UNPACK your mental suitcase. You say you don’t have a mental suitcase?  Everybody does!  It’s where you store your negative thoughts – those nagging grudges, unhappy memories, and general worries about what will happen tomorrow. It's also where you store your happy memories of better times.  Get rid of the negative items in your suitcase and keep the positive. To help you with this task, draw a picture of a suitcase in the middle of the paper.  On one side, list all your negative thoughts.  On the right side, list all your positive thoughts, perhaps those you listed in your journal.  Now rip (yes rip – don’t cut – it makes this exercise so effective!) the negative contents off your paper.  Rip them into smaller pieces and throw them away.  Now you’re left with a wonderful image of wonderful things in your wonderful mental suitcase.

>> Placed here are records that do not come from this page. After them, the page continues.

PR #15850, opened 2026-05-13
[TR] Fix MangaTR extension

dpentx:
Checklist:

@mkkurisu got this extension working again. I cleaned up some rough edges I noticed, so I’m opening this PR. The extension is currently functional.

Since images are split using Canvas, it needs to be used in vertical scrolling mode for panels to display properly. Horizontal scrolling also does not work because of Mihon’s page merging behavior.


darwin-256:
# PR Review: Manga-TR Extension

Thanks for the contribution! After reviewing the code against the contributing guidelines, here are the issues that need to be addressed:

---

## Critical Issues

### 1. Uses deprecated `ParsedHttpSource`
`ParsedHttpSource` is deprecated. The class should extend `HttpSource` instead.
```kotlin
// Current
class MangaTR : ParsedHttpSource() {
// Should be
class MangaTR : HttpSource() {
```

### 2. `themePkg` mismatch in `build.gradle`
`themePkg = 'fmreader'` is declared, but the class extends `ParsedHttpSource` instead of the fmreader theme class. Either use the theme properly or remove `themePkg` entirely.

### 3. `imageUrlParse` returns empty string instead of throwing
Per the guidelines, unused inherited methods should throw `UnsupportedOperationException`:
```kotlin
// Current
override fun imageUrlParse(document: Document): String = ""
// Should be
override fun imageUrlParse(response: Response): String = throw UnsupportedOperationException()
```

---

## Code Quality Issues

### 4. `Page` instantiation doesn't use named parameters
```kotlin
// Current
pages.add(Page(pages.size, "", url))
// Should be
pages.add(Page(pages.size, imageUrl = url))
```

### 5. Redundant `.trim()` on Jsoup `.text()` calls
Jsoup's `.text()` already trims whitespace. Remove all `.trim()` after `.text()`:
- `popularMangaFromElement`: `element.text().trim()` → `element.text()`
- `searchMangaFromElement`: `element.text()?.trim()` → `element.text()`
- `mangaDetailsParse`: multiple instances
- `chapterFromElement`: `link.text().trim()` → `link.text()`

### 6. Comments in Turkish instead of English
All code comments should be in English for a shared repository:
```kotlin
// Current: "// Base64 şifresini çöz ve 0x5A XOR anahtarı ile kilidi aç"
// Current: "// Çıkan sonucu JSON olarak oku ve sırayı listeye kaydet"
// Current: "// Şifreli sıralama haritası"
```

### 7. Empty catch block in `pageListParse`
Silently swallowing exceptions hides bugs. At minimum, log the error or consider removing the try/catch:
```kotlin
} catch (e: Exception) {
    // Silently ignored - bad practice
}
```

### 8. `e.printStackTrace()` in `decodeOrder`
This is not proper logging in Android. Use the extension's logging utilities or remove it.

---

## Architecture / Best Practice Issues

### 9. Custom `cleanUrl` instead of `setUrlWithoutDomain` + `absUrl`
The guidelines recommend using `element.absUrl("href")` combined with `setUrlWithoutDomain()`. The custom `cleanUrl` method is fragile and should be replaced.

### 10. Inline header building in `imageRequest`
Custom headers should be assigned to a separate variable or class-level property, not built inline:
```kotlin
// Current
override fun imageRequest(page: Page): Request = GET(page.imageUrl!!, headersBuilder().add("Accept", "image/avif,image/webp,*/*").build())

// Should be
private val imageHeaders by lazy {
    headersBuilder().add("Accept", "image/avif,image/webp,*/*").build()
}
override fun imageRequest(page: Page): Request = GET(page.imageUrl!!, imageHeaders)
```

### 11. `supportsLatest = true` but latest is identical to popular
Per the guidelines: *"If a source only has a latest listing, use the latest listing in place for the popular listing and set `supportsLatest = false`."* Since both listings are identical, set `supportsLatest = false` and remove the `latestUpdates*` overrides.

### 12. Uses `org.json.JSONArray`/`JSONObject` instead of `keiyoushi.utils.parseAs`
The guidelines recommend using `parseAs` with `@Serializable` DTOs for JSON parsing instead of the manual `org.json` API. Both in `pageListParse` and `decodeOrder`, the JSON should be parsed using the recommended approach with proper DTO classes (using `class` not `data class`).

### 13. Synchronous blocking calls in `chapterListParse` loop missing `.use {}`
The `while` loop with `client.newCall(...).execute()` makes blocking network calls. You should ensure the response bodies are properly closed by wrapping them in `.use { }`:
```kotlin
// Current
val postResponse = client.newCall(POST(requestUrl, chapterHeaders, body)).execute()
document = postResponse.asJsoup()

// Should be
client.newCall(POST(requestUrl, chapterHeaders, body)).execute().use { postResponse ->
    document = postResponse.asJsoup()
}
```

dpentx:
@darwin-256,

Thanks for your suggestions. I couldn’t apply some of them because they caused errors during the build process. After going through your suggestions, I took another quick look at the extension and the pages started loading a bit faster. Hopefully, that will be enough for the extension to get accepted 😄

Starmania:
You added back ParsedHttpSource...

Smol-Ame:
Marking this as a draft, especially since this seems like half-tested AI slop. Double-check the code & apply the suggestions first before any considerations is considered.

dpentx:
@Starmania, @Smol-Ame can you check this now?

src/tr/mangatr/src/eu/kanade/tachiyomi/extension/tr/mangatr/MangaTR.kt
```diff
@@ -1,490 +1,244 @@
...
-    override val requestPath = "manga-list-sayfala.html"
-
-    // Popular
-
-    override fun popularMangaNextPageSelector() = "div.pagination-wrap a.pagination-link"
+class MangaTR : HttpSource() {
+    override val name = "Manga-TR"
+    override val baseUrl = "https://manga-tr.com"
+    override val lang = "tr"
+    override val supportsLatest = false // Guideline Issue 11
```
MuhamadSyabitHidayattulloh, line 32:
```suggestion
    override val supportsLatest = false
```

MuhamadSyabitHidayattulloh: Remove such comment tags

src/tr/mangatr/src/eu/kanade/tachiyomi/extension/tr/mangatr/MangaTR.kt
```diff
@@ -1,490 +1,244 @@
...
-            .build()
-        return GET(url, headers)
-    }
+    override val client: OkHttpClient = network.cloudflareClient.newBuilder()
+        .addInterceptor(DDoSGuardInterceptor(network.cloudflareClient))
+        .rateLimit(2)
+        .build()
 
-    // Latest
+    private val json: Json by injectLazy()
```
MuhamadSyabitHidayattulloh, line 39: You can use parseAs utils for json parser

src/tr/mangatr/src/eu/kanade/tachiyomi/extension/tr/mangatr/MangaTR.kt
```diff
@@ -1,490 +1,244 @@
...
-            includedGenres.isNotEmpty() -> {
-                includedGenres.forEach { url.addQueryParameter("tur", it.id) }
-            }
-            specialTur != null -> {
-                url.addQueryParameter("tur", specialTur)
+    override fun popularMangaParse(response: Response): MangasPage {
+        val document = response.asJsoup()
+        val mangas = document.select("li.sidebar-list__item:has(a.sidebar-list__link), div.media-card").map { element ->
+            SManga.create().apply {
+                val link = element.selectFirst("a.sidebar-list__link, a.media-card__link, a")
```
MuhamadSyabitHidayattulloh, line 59: Link and title must be mandatory

src/tr/mangatr/src/eu/kanade/tachiyomi/extension/tr/mangatr/MangaTR.kt
```diff
@@ -1,490 +1,244 @@
...
-            .firstOrNull { it.text().trim() == "›" }
-            ?.attr("href")
-            ?.let { href -> Regex("""[?&]page=(\d+)""").find(href)?.groupValues?.get(1)?.toIntOrNull() }
-        val hasNextPage = nextPageFromArrow != null && nextPageFromArrow > currentPage
+    override fun imageRequest(page: Page): Request = GET(page.imageUrl!!, imageHeaders) // Guideline Issue 10
 
-        return MangasPage(mangas, hasNextPage)
+    private fun parseRelativeDate(date: String): Long {
+        val calendar = Calendar.getInstance()
+        val number = Regex("""(\d+)""").find(date)?.value?.toIntOrNull() ?: return 0
```
MuhamadSyabitHidayattulloh, line 233: Separate regex

Starmania: (Move regex inside the class or as a companion. This way, it is not recreated for every date parse)

src/tr/mangatr/build.gradle
```diff
@@ -3,7 +3,7 @@ ext {
     extClass = '.MangaTR'
     themePkg = 'fmreader'
```
Starmania, line 4:
```suggestion
```

src/tr/mangatr/src/eu/kanade/tachiyomi/extension/tr/mangatr/MangaTR.kt
```diff
@@ -1,490 +1,244 @@
...
-                .takeUnless { it.isBlank() }
-
-            genre = document.detailMetaLinks("Tür", "tur=").joinToString { it.text() }
-
-            val translateLabel = document.detailMetaLink("Çeviri", "ceviri").orEmpty()
-            status = parseTranslateStatusBadge(translateLabel)
+            title = document.selectFirst("h1")?.text() ?: "" // Guideline Issue 5
+            thumbnail_url = document.selectFirst("img.poster-card__image, img[src*='covers']")?.absUrl("src")
+            description = document.selectFirst("div.detail-copy")?.text() // Guideline Issue 5
+            author = document.select("span.detail-meta-row__value:contains(Yazar), a[href*='author']").text() // Guideline Issue 5
```
Starmania, line 100: Could you double check that author is right in app ?

src/tr/mangatr/src/eu/kanade/tachiyomi/extension/tr/mangatr/MangaTR.kt
```diff
@@ -1,490 +1,244 @@
...
-    // Search
-
-    private var captchaUrl: String? = null
-
-    private var cachedGenres: List<Genre> = emptyList()
+    override fun headersBuilder() = super.headersBuilder()
+        .add("Referer", "$baseUrl/")
+        .add("Accept", "text/html,application/xhtml+xml,application/xml;q=0.9,image/avif,image/webp,image/apng,*/*;q=0.8")
+        .add("Accept-Language", "tr-TR,tr;q=0.9,en-US;q=0.8,en;q=0.7")
+    // Intentionally removed User-Agent to let Mihon use the default WebView User-Agent.
```
Starmania, line 45:
```suggestion
```

src/tr/mangatr/src/eu/kanade/tachiyomi/extension/tr/mangatr/MangaTR.kt
```diff
@@ -1,490 +1,244 @@
...
-            AgeRestrictionFilter(),
-            ContentTypeFilter(),
-            SpecialTypeFilter(),
-        )
-        if (cachedGenres.isNotEmpty()) {
-            baseFilters += GenreList(cachedGenres)
-        }
-        return FilterList(baseFilters)
+    private val imageHeaders by lazy {
+        // Guideline Issue 10
```
Starmania, line 48:
```suggestion
```

src/tr/mangatr/src/eu/kanade/tachiyomi/extension/tr/mangatr/MangaTR.kt
Starmania, line 39:
```suggestion
```

src/tr/mangatr/src/eu/kanade/tachiyomi/extension/tr/mangatr/MangaTR.kt
```diff
@@ -1,490 +1,244 @@
...
-import keiyoushi.utils.firstInstanceOrNull
-import keiyoushi.utils.parseAs
-import kotlinx.serialization.json.JsonArray
-import kotlinx.serialization.json.JsonElement
-import kotlinx.serialization.json.JsonObject
+import kotlinx.serialization.json.Json
+import kotlinx.serialization.json.intOrNull
+import kotlinx.serialization.json.jsonArray
+import kotlinx.serialization.json.jsonObject
 import kotlinx.serialization.json.jsonPrimitive
```
Starmania, line 18:
```suggestion
import keiyoushi.utils.parseAs
```
Use parseAs (part 1)

src/tr/mangatr/src/eu/kanade/tachiyomi/extension/tr/mangatr/MangaTR.kt
```diff
@@ -1,490 +1,244 @@
...
+import okhttp3.OkHttpClient
 import okhttp3.Request
 import okhttp3.Response
-import org.jsoup.nodes.Document
-import org.jsoup.nodes.Element
 import rx.Observable
-import java.io.IOException
-import java.nio.charset.StandardCharsets
-import java.util.Locale
+import uy.kohesive.injekt.injectLazy
```
Starmania, line 25:
```suggestion
```

src/tr/mangatr/src/eu/kanade/tachiyomi/extension/tr/mangatr/MangaTR.kt
```diff
@@ -1,490 +1,244 @@
...
+                val partIdx = key.toIntOrNull()
+                val pos = element.jsonPrimitive.intOrNull
+                if (partIdx != null && pos != null) list.add(Pair(partIdx, pos))
+            }
         }
-        date_upload = parseRelativeDate(
-            element.selectFirst("div.chapter-card__meta span")?.text()?.trim() ?: "",
-        )
+        return list
     }
```
Starmania, line 180:
```suggestion
    // Base64 + XOR 0x5A decode, then JSON: either [pos0, pos1, …] (index=partIdx) or {"partIdx": pos, …}
    private fun decodeOrder(encoded: String): List<Pair<Int, Int>> {
        val raw = Base64.decode(encoded, Base64.DEFAULT)
        val jsonStr = String(
            raw.map { ((it.toInt() and 0xFF) xor 0x5A).toByte() }.toByteArray(),
            Charsets.UTF_8,
        ).trimEnd('\u0000').trim()

        return if (jsonStr.startsWith("[")) {
            jsonStr.parseAs<List<Int?>>().mapIndexedNotNull { index, pos ->
                pos?.let { index to it }
            }
        } else {
            jsonStr.parseAs<Map<String, Int?>>().mapNotNull { (key, pos) ->
                if (pos != null) key.toIntOrNull()?.let { it to pos } else null
            }
        }
    }
```

src/tr/mangatr/src/eu/kanade/tachiyomi/extension/tr/mangatr/MangaTR.kt
```diff
@@ -1,490 +1,244 @@
...
-        if (parsed.isNotEmpty()) {
-            cachedGenres = parsed
-        }
-    }
 
-    override fun popularMangaParse(response: Response): MangasPage {
-        val document = response.asJsoup()
-        cacheGenresFromListPage(document)
+        return pages
+    }
```
Starmania, line 225:
```suggestion
    override fun pageListParse(response: Response): List<Page> {
        val document = response.asJsoup()
        val pages = mutableListOf<Page>()

        document.select("div.chapter-page").forEach { chapterPage ->
            val rawParts = chapterPage.attr("data-parts")
            val rawOrder = chapterPage.attr("data-order") // Encrypted map

            if (rawParts.isNotEmpty()) {
                val parts = rawParts.replace("&quot;", "\"")
                    .parseAs<List<String>>()
                    .map { it.replace("\\/", "/").replace("&amp;", "&") }

                if (rawOrder.isNotEmpty()) {
                    decodeOrder(rawOrder)
                        .sortedBy { it.second }
                        .forEach { (partIdx, _) ->
                            parts.getOrNull(partIdx)?.let { url ->
                                pages.add(Page(pages.size, imageUrl = url))
                            }
                        }
                } else {
                    parts.forEach { url -> pages.add(Page(pages.size, imageUrl = url)) }
                }
            }
        }

        if (pages.isEmpty()) {
            throw Exception("Page list is empty. Please open in WebView to bypass the security check.")
        }

        return pages
    }
```

Starmania (commented):
Use parseAs (part 2)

I’m sure your have your own ways to make time for YOU – find them, use them, and enjoy them until you are re-energized to tackle the demands of your job, your home, and your family.




For ideas on how to handle your mental kingdom, read my workbook for life, Be the Master of Your Mental Kingdom. This online resource is great for you, for your colleagues, even for your middle and high school students who may be having a difficult time adjusting to remote learning.  Comment on this blog and let me know how YOU are doing in your everyday life as you take care of your own needs as well as others’ needs.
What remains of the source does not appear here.